● Collected data entries:

──────────

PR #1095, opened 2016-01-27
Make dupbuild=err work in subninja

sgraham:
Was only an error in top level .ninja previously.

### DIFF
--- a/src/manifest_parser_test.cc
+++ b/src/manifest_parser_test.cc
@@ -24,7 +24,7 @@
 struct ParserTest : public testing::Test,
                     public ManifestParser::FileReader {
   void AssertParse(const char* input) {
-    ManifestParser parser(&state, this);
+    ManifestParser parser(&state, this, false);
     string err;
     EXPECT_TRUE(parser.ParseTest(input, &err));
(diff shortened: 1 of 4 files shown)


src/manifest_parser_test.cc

──────────

● WHAT YOU WILL DO: Return only this span, exactly: the line that contains "void AssertParse(const char*" and all lines after it to the end of the records.

● RESPONSE FOR THIS EXERCISE:
   void AssertParse(const char* input) {
-    ManifestParser parser(&state, this);
+    ManifestParser parser(&state, this, false);
     string err;
     EXPECT_TRUE(parser.ParseTest(input, &err));
(diff shortened: 1 of 4 files shown)


src/manifest_parser_test.cc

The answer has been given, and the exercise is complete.